Sleepova, Bush Theatre, 2023
Photo: Helen Murray
  • Theatre, Drama
  • Recommended


‘Sleepova’ review

4 out of 5 stars

Bukky Bakray makes a tremendous stage debut in Matilda Feyiṣayọ Ibini’s exuberant drama about four Black teenage best friends


Time Out says

Matilda Feyiṣayọ Ibini’s new play feels rough, juddery and full of life. The Jade Lewis-directed coming-of-age drama about four Black female friends in the months around their GCSEs is absolutely not what you’d call slick, and the relative inexperience of its four young actors – three of whom are making their stage debuts – is often felt in moments of ropey projection. 

And it’s all to the good: ‘Sleepova’ has a joyously all-over-the-shop energy, its imperfections and overexcitement perfectly matching the manic pace of the adolescence it’s depicting.

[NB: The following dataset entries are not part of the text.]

PR #1772, opened 2021-01-20
minor mailing lists tweaks

r10s:
this pr shall be merged to #1643, not to `master`:

this pr are just some minor tweaks i came over while first reviewing-and-play-around round:
- change name of tab and subtitle in profile
- hide "Edit group name and image" for mailing lists

### DIFF
--- a/src/org/thoughtcrime/securesms/ProfileActivity.java
+++ b/src/org/thoughtcrime/securesms/ProfileActivity.java
@@ -67,6 +67,7 @@ public class ProfileActivity extends PassphraseRequiredActionBarActivity
   private int                  chatId;
   private boolean              chatIsGroup;
   private boolean              chatIsDeviceTalk;
+  private boolean              chatIsMailingList;
   private int                  contactId;
   private boolean              fromChat;
 
@@ -130,7 +131,9 @@ public class ProfileActivity extends PassphraseRequiredActionBarActivity
 
       if (chatId != 0) {
         inflater.inflate(R.menu.profile_chat, menu);
-        if (chatIsGroup) {
+        if (chatIsMailingList) {
+          menu.findItem(R.id.edit_name).setVisible(false);
+        } else if (chatIsGroup) {
           menu.findItem(R.id.edit_name).setTitle(R.string.menu_group_name_and_image);
         }
       }
@@ -198,6 +201,7 @@ public class ProfileActivity extends PassphraseRequiredActionBarActivity
     contactId        = getIntent().getIntExtra(CONTACT_ID_EXTRA, 0);
     chatIsGroup      = false;
     chatIsDeviceTalk = false;
+    chatIsMailingList= false;
     fromChat         = getIntent().getBooleanExtra(FROM_CHAT, false);
 
     if (contactId!=0) {
@@ -207,6 +211,7 @@ public class ProfileActivity extends PassphraseRequiredActionBarActivity
       DcChat dcChat = dcContext.getChat(chatId);
       chatIsGroup = dcChat.isGroup();
       chatIsDeviceTalk = dcChat.isDeviceTalk();
+      chatIsMailingList = dcChat.isMailingList();
       if(!chatIsGroup) {
         final int[] members = dcContext.getChatContacts(chatId);
         contactId = members.length>=1? members[0] : 0;
@@ -304,7 +309,9 @@ public class ProfileActivity extends PassphraseRequiredActionBarActivity
           if(isContactProfile()) {
             return getString(contactId==DcContact.DC_CONTACT_ID_SELF? R.string.self : R.string.tab_contact);
           }
-          else {
+          else if (chatIsMailingList) {
+            return getString(R.string.mailing_list);
+          } else {
             return getString(R.string.tab_group);
           }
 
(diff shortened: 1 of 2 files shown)


src/org/thoughtcrime/securesms/ProfileActivity.java
```diff
@@ -130,7 +131,9 @@ public boolean onCreateOptionsMenu(Menu menu) {
 
       if (chatId != 0) {
         inflater.inflate(R.menu.profile_chat, menu);
-        if (chatIsGroup) {
+        if (chatIsMailingList) {
+          menu.findItem(R.id.edit_name).setVisible(false);
```
Hocuri, line 135: I am using mailing lists on my phone a little (very little, and only GitHub notifications) and I actually liked the possibility to change the group name and image (e.g. renaming `deltachat/deltachat-core-rust` to `deltachat-core-rust`).

The core will not send any mail out if the name is changed.

OTOH, this might break with the expectation that the name is changed for all users (as this is the case for all other groups).

src/org/thoughtcrime/securesms/ProfileSettingsAdapter.java
```diff
@@ -261,10 +266,13 @@ public void changeData(@Nullable int[] memberList, @Nullable DcContact dcContact
     itemDataMemberCount = 0;
     itemDataSharedChats = null;
     itemDataContact = null;
+    itemDataChat    = null;
 
     if (memberList!=null) {
       itemDataMemberCount = memberList.length;
-      if (!dcChat.isMailingList()) {
+      if (dcChat.isMailingList()) {
+        itemDataChat = dcChat;
```
Hocuri, line 274: What do we need this variable for?

src/org/thoughtcrime/securesms/ProfileActivity.java
r10s: let's keep things simple for now. the changed name won't be synced in a multi-device-setup and it is also not helpful when user have different names for the same group.

also, this breaks the expectation, that the name change is for all users, as in normal groups.

src/org/thoughtcrime/securesms/ProfileSettingsAdapter.java
r10s: it is used at https://github.com/deltachat/deltachat-android/pull/1772/files#diff-d483d329b19c7c242afce2368bf6fcf6acbe10a21c80996b74831eaf99cba30bR219 to set a different subtitle - "X members" is wrong for mailing lists, in fact, we do not know the number of members.

`itemDataChat` is a bit weird, however, i am just following the style already used in the file :)

Hocuri: It somehow confuses me that `isMailingList()` is checked twice (and generally, that we only have an `itemDataChat` if we have a mailing list) :) Maybe just unconditionally set it here - `isMailingList()` is [checked above](https://github.com/deltachat/deltachat-android/pull/1772/files#diff-d483d329b19c7c242afce2368bf6fcf6acbe10a21c80996b74831eaf99cba30bR219), anyway - or make a `bool` `isMailingList`?

Hocuri (commented):
Just wondering - if we make the tab title `Mailing list`, maybe we should add everyone that writes to a mailing list to the contacts list (instead of just self and the mailing-list-pseudo-contact)? (to be done in the core) Because, if the tab title is "Mailing list", I'd expect to get some info about the mailing list.

And, if we do this - do we somehow express the fact that this list is incomplete? I didn't have any good idea for this so far. Or do we just expect users to know that DC has no way of knowing who is subscribed to a mailing list?

src/org/thoughtcrime/securesms/ProfileSettingsAdapter.java
r10s: yip, we can do a `isMailingList` list, that is probably more straight-forward. i'll add a commit.

r10s:
> Just wondering - if we make the tab title Mailing list, maybe we should add everyone that writes to a mailing list to the contacts list (instead of just self and the mailing-list-pseudo-contact)? (to be done in the core) Because, if the tab title is "Mailing list", I'd expect to get some info about the mailing list.

i do not think, ppl will expect that this is the complete mailing list.

and even when: then they would expect that even more when the subtitle says "2 members". so, i think, things are mitigated even in this case.

> And, if we do this - do we somehow express the fact that this list is incomplete? I didn't have any good idea for this so far. Or do we just expect users to know that DC has no way of knowing who is subscribed to a mailing list?

i would not go for that now, i think, it is fine as it is for now. i just want to mitigate strongly misleading things with this pr, as showing the concrete member amount which is just wrong.

i am not saying, things are perfect with this pr, we can improve things later anyway :)

/me not even finished with checking the other parts affecting mailing lists :)

Hocuri:
> i would not go for that now, in the scope of this pr

this would be sth. to do in core anyway, sorry for bringing it up here off-topicly :) I just started to wonder whether I should implement this in core.

Just hiding the tab would also be a possibility of course.

This PR here lgtm (and yes, it definitely improves things, thanks), feel free to merge it if you are done adding things (and could you please remove the updated jni/deltachat-core-rust submodule?)

r10s:
k, let's merge that in :)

To be clear, if the quartet of actors may lack a bit of polish, they absolutely make the play. There’s zestful but chronically ill Shan (Aliyah Odoffin), devout Catholic goody two-shoes Elle (Shayde Sinclair), eccentric, Yoruba heritage-embracing Funmi (Bukky Bakray) and rich-bitch lesbian Rey (Amber Grappy). Ibini’s writing is tender, empathetic and often laugh-out-loud funny, but in theory the four characters teeter on the brink of being teen archetypes. And yet the actors have such abundant chemistry you’d assume they’d all been mates for life. Their raw, buzzing energy torches off any Dawson’s Creekiness that may occasionally creep into the writing.

The biggest name here is Bakray: this might be her first time on a stage, but she’s been a hot film property ever since her debut in 2019’s ‘Rocks’. She is brilliant fun as Funmi, the unknowable wildcard of the group who effortlessly keeps her cool throughout the quartet’s adventures, preferring an ironically tossed-off Yoruba proverb to losing her shit. She is brilliantly weird, 16 going on 80, the sort of DGAF pal you wished you’d had in your corner at that age.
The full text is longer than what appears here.